Incubus Dreams - Laurell K. Hamilton [106]
“I couldn’t, Anita. You fuck this guy you’ve just met, and suddenly he’s living with you. I mean, it was everything I hated. Someone moving in, and taking your space, and losing your privacy, and you just lapped it up.” Again, there was that feeling in her voice that I’d betrayed her.
“Am I suppose to apologize for being happy?”
“Are you happy, really happy?”
I sighed. “Why do I think you’d be happier if I said no?”
She shook her head. “No, I don’t mean it like that, but, Anita,” she took my hand, “how can you let all these people in your house, all the time? You’re never alone anymore. Don’t you miss that?”
I thought about it, then said, “No, I spent my childhood alone in a crowd of family that didn’t understand me, or didn’t want to understand me. I’m finally with people that don’t think I’m the weird one.”
“No, because they’re weirder.”
I took my hand back this time. “That was mean,” I said.
“I didn’t mean it that way, but isn’t Jean-Claude jealous of Micah the way he was of Richard?”
“No,” I said, and left it at that, because Ronnie wasn’t ready to hear the arrangements among the three of us. She thought we were weird already. If she only knew.
“Why isn’t he?”
I just shook my head and got up to get more coffee. She thought my lover was weird, she had always hated Jean-Claude, I wasn’t about to share intimacies about them with her. She’d just lost her privileges. And that made me sad. I’d thought this crisis with Louie might help Ronnie and me rebuild our friendship, but it wasn’t working out that way. Shit.
I poured coffee and tried to think of something useful to say. I finally realized that if I let her last remarks go, then we’d never be friends again. It was truth or nothing.
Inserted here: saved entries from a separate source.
PR #4673, opened 2021-07-24
Merge 7.1 final into develop

jkmassel:
Merges changes from the last `7.1` beta and the release finalization into `develop`.

@rachelmcr or @pmusolino – I've assigned both of you, but I just need one person to give a 👍 on the merge conflict resolution please – I had to do a merge in `WooCommerce/Classes/ViewRelated/Orders/Order Details/Shipping Labels/Create Shipping Label Form/Package Details/ShippingLabelPackageDetails.swift`, which shouldn't have any issues, but I'd like a second set of eyes on that just in case 🙂


mokagio (approved):
- [x] Fastlane  localized `release_notes.txt` updates
- [x] Localized `.strings` updates
- [x] Build number bump in version `.xcconfig` file
- [x] Diffs from the PRs that landed on the release branch since the last beta

I'm approving but holding off merging because Jeremy explicitly asked for a merge conflict resolution review which I'm in no position to give. I checked and saw that there's no auto-merge on this PR, so it's should be okay. That is, the PR won't end up accidentally merged before the resolution is validated.

pmusolino:
I quickly tested the PR, but it seems that something goes wrong during the merge because I noticed that the background of some cells in the Shipping Label Package Details is wrong (should be white).
I believe this has to do with @itsmeichigo's work on fixing the edge-to-edge screen, and that something blew up during the merge.

itsmeichigo:
@pmusolino  I have pushed 80528bcacf76751291781ebef223fbfb5d9ddc3f to fix the incorrect conflict resolution and run a quick smoke test on shipping labels, looks like it works correctly now (removed the duplicated section and added @rachelmcr's fix for package weight update).

pmusolino (approved):
I re-tested it, and now it looks good to me. Thanks 💯 @itsmeichigo for fixing it super quickly 🙇

jkmassel:
Thanks y'all!!! 💜

PR #20, opened 2023-12-07
Use subplot mosaic instead of gridspec

AlecThomson:
Using the `subplot_mosaic` API over `gridspec` for validation plots.

Still need to test this to see if actually looks good.

Might also be nice to add the filed info whilst we're at it.


AlecThomson:
I'm now pretty happy with the plotting state. I've left some TODOs for the extra info plot

Here's an example with some dummy data:
test_val

AlecThomson:
Added some better placeholders

PR #39, opened 2024-01-11
Validation tables

AlecThomson:
Adds the ability to produce the validation tables.

Still some missing data to add to the validation, notably per-beam PSF information.

Will also need to link into artefact creation.


AlecThomson:
Added table artifacts

tjgalvin:
I am going to merge this in now as it is becoming a little too much of a single change. 

The to-dos are:
- correct the place holder psf holders
- update the `MSSummary` class to hold the items that the field panel  expects

The second option should be straight forward, and should allow the measurement sets to be self-cal'd and zipped again without having to wait for the validation plots / tables,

I leaned against the cabinet and looked at her. Something must have shown on my face, because she said, “You’re mad.”
“Do you realize by saying that my lover is weirder than I am, it says you think I’m weird. You don’t think your friends are weird, Ronnie.”
“I didn’t mean it that way.”
“Then how did you mean it?”
“I didn’t mean it, Anita, I’m sorry, but I am weirded out, I mean, I didn’t like Micah coming out of nowhere. And that Nathaniel is living here, cooking and cleaning, what is he, like a maid?”
“He’s my pomme de sang,” I said, and my voice was as cold as my face.
“Doesn’t that mean he’s like food?”
“Sometimes,” I said, and I tried to tell her with my eyes that she should be careful.
“I don’t take my steak to bed with me, Anita. I don’t read bedtime stories to my milkshake.” I’d told Ronnie just enough of my personal arrangements for her to throw them back into my face and belittle them. Great. “Ronnie, you need to be very careful what you say right now. Very careful.”
“You’re insulted, aren’t you?” she asked.
“Yes,” I said, “I came to you with very personal stuff, back when it bothered me that Nathaniel was sharing the bed with Micah and me, and I told you we were reading to each other. That wasn’t a complaint.”
“Has something changed between you and Nathaniel? Last I heard, he was food, and one of your leopards, but that was all.”
“Yeah, things have changed.”
“You have two men living with you?”
I nodded. “Yep.”
“Two men, two lovers?”
I took a deep breath, and just said, “Yes.”
“Then how can you encourage me to say yes to Louie?”
“I didn’t encourage you. I just asked which you value more, Louie, or your privacy. It’s him that’s made it a choice, not me.”
“But you didn’t have to choose.”
“Not yet,” I said.
“What’s that mean?” she asked.
“It means that I never underestimate the power of the men in my life to complicate things. So far, so good.”
“So far, so good. How can you let that be enough? Don’t you want a guarantee that they aren’t going to cut your heart out and stomp on it?”
“I’d love a guarantee, but it doesn’t work that way. You’ve just got to take the plunge and hope for the best.”
“Marry him, you mean.”
“Ronnie, the only one here obsessed with marriage is you. You, and maybe Louie. I’ve got no plans in that direction.”